康基医療ホールディングス(HKG:9997)の資本に対するリターンは信頼を与えるものではありません

Simply Wall St ·  11/22 14:31

If we want to find a potential multi-bagger, often there are underlying trends that can provide clues. Ideally, a business will show two trends; firstly a growing return on capital employed (ROCE) and secondly, an increasing amount of capital employed. Basically this means that a company has profitable initiatives that it can continue to reinvest in, which is a trait of a compounding machine. So when we looked at Kangji Medical Holdings (HKG:9997), they do have a high ROCE, but we weren't exactly elated from how returns are trending.

Return On Capital Employed (ROCE): What Is It?

Just to clarify if you're unsure, ROCE is a metric for evaluating how much pre-tax income (in percentage terms) a company earns on the capital invested in its business.
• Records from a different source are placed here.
Issue #22974, opened 2022-01-31
polys/numberfields: `PrimeIdeal` printing methods need work.


skieffer:
Two methods in the `PrimeIdeal` class, `pretty()` (for printing) and `reduce_poly()`, involve generating polynomial expressions. Ideally, the generator symbol in these expressions should be able to be automatically the same as the `alias` symbol for the generator of the surrounding `AlgebraicField`.

To do this, instances of `PrimeIdeal` will need a reference to that field, which they currently lack.

skieffer:
So, in #22977 these two methods were made private, so that they could still be changed after v1.10.
Here are some thoughts on improving them for v1.11:

## `PrimeIdeal.pretty`

First, this is misnamed, because it's not "pretty printing" in the sense of 2D displays. It's really just a `repr`-type string.

Apart from this, we should have better `__str__` and LaTeX printing for the `PrimeIdeal` class, along the lines discussed in the OP (i.e. where the alias of the primitive element of the associated `AlgebraicField` (if any) can be automatically used).

Before that can happen though, it would be best if #23338 could be resolved.


## `PrimeIdeal.reduce_poly`

I'd like to improve this, and keep it around because it is useful, but I'd like to keep it private (leading underscore) in case we want to change the argument or return types as the need becomes more clear.

The basic operation is an important one: we're mapping elements of a ring of integers `R` into the finite field `R/P`, where `P` is a prime ideal. So it's like the [`nfmodpr`](http://pari.math.u-bordeaux.fr/dochtml/html-stable/General_number_fields.html#nfmodpr) function of PARI.

The existing implementation is funny though, in that it accepts a `Poly`. It makes more sense to accept a class like `ANP` or `AlgebraicNumber` (or both), which represents an algebraic number more directly. (And the method should be called something simpler like `_reduce()`).

As for the return value, we're using a `Poly` mod `p`, which does make sense as a representation of an element of a finite field of order `p^n`, but again it's not clear if this should change in the future. We might just want a `dup` instead of a `Poly`, or at some point SymPy might provide `GF(p^n)` as a domain type (for `n > 1`), and then we might want it to be one of those (in particular if `GF(p^n)` lets you choose the irreducible poly by which it's defined).

skieffer:
I've opened a separate issue (#23403) for the `PrimeIdeal.reduce_poly()` method, so that it can
be handled separately.

The present issue should be considered resolved if we fix up the printing problems for `PrimeIdeal`.

PR #22975, opened 2022-01-31
Mark two `PrimeIdeal` methods non-public.

skieffer:

Temporary way of addressing #22974 

Makes two `PrimeIdeal` methods non-public.

#### Other comments

A proper solution to #22974 may take a little time. It would be hard to squeeze that in before the release of v1.10. For now, I think it's best to keep these methods out of the public API, so that we don't have to commit to backwards compatibility on them.

#### Release Notes

NO ENTRY

### DIFF
--- a/sympy/polys/numberfields/primes.py
+++ b/sympy/polys/numberfields/primes.py
@@ -70,7 +70,7 @@ class PrimeIdeal(IntegerPowerable):
         self._test_factor = None
         self.e = e if e is not None else self.valuation(p * ZK)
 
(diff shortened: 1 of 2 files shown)


oscarbenjamin:
This looks good to me. To make into the release the PR needs to be also opened against the 1.10 branch. You can use cherry-pick for this e.g.:
```
git fetch upstream
git checkout 1.10
git checkout -b pr_id_nonpublic_methods_110
git cherry-pick pr_id_nonpublic_methods
git push # etc
```
Then when opening the PR change the base branch to 1.10.

PR #22985, opened 2022-02-01
stats - added Beta negative binomial distribution in drv_types.

praneethratna:
In probability theory, a [beta negative binomial distribution](https://en.wikipedia.org/wiki/Beta_negative_binomial_distribution) is the probability distribution of a discrete random variable X equal to the number of failures needed to get r successes in a sequence of independent Bernoulli trials where the probability p of success on each trial, while constant within any given experiment, is itself a random variable following a beta distribution, varying between different experiments.

#### Release Notes

* stats
   * added beta negative binomial distribution in drv_types.py.

### DIFF
--- a/sympy/core/tests/test_args.py
+++ b/sympy/core/tests/test_args.py
@@ -1662,6 +1662,10 @@ def test_sympy__stats__drv_types__ZetaDistribution():
     assert _test_args(ZetaDistribution(1.5))
 
 
+def test_sympy__stats__drv_types__BetaNegativeBinomialDistribution():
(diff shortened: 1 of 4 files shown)


praneethratna:
@oscarbenjamin

praneethratna:
Ping @czgdp1807 for review

czgdp1807:
LGTM. Though I would suggest other reviewers to make sure this is not a special case of an already present distribution. If I find time I will do that.

praneethratna:
@czgdp1807 are there any changes required ?

PR #22989, opened 2022-02-01
MatchPy connector: add support for pickle

Upabjojr:
Just realized that the objects in `sympy.utilities.matchpy_connector` cannot be pickled. This is a problem when using RUBI.

NO ENTRY

### DIFF
--- a/sympy/utilities/matchpy_connector.py
+++ b/sympy/utilities/matchpy_connector.py
@@ -117,8 +117,8 @@ else:
 
 @doctest_depends_on(modules=('matchpy',))
 class _WildAbstract(Wildcard, Symbol):
-    min_length: int # abstract field required in subclasses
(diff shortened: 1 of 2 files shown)


oscargus:
I was just going to give moving rubi to its own repository a go. Are you expecting to do more rubi-related work in the near future? (Just want to avoid unnecessary work for both of us.)

Upabjojr:
> I was just going to give moving rubi to its own repository a go. Are you expecting to do more rubi-related work in the near future? (Just want to avoid unnecessary work for both of us.)

This PR is unrelated to RUBI. The RUBI module has its own matchpy connector as of now (which is not optimal, this one should be used).

This is a generic matchpy connector for all of SymPy. It will work if matchpy is installed. This should remain in SymPy.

Analysts use this formula to calculate it for Kangji Medical Holdings:

Return on Capital Employed = Earnings Before Interest and Tax (EBIT) ÷ (Total Assets - Current Liabilities)

0.21 = CN¥491m ÷ (CN¥4.4b - CN¥2.0b) (Based on the trailing twelve months to June 2024).

Thus, Kangji Medical Holdings has an ROCE of 21%. In absolute terms that's a great return and it's even better than the Medical Equipment industry average of 8.5%.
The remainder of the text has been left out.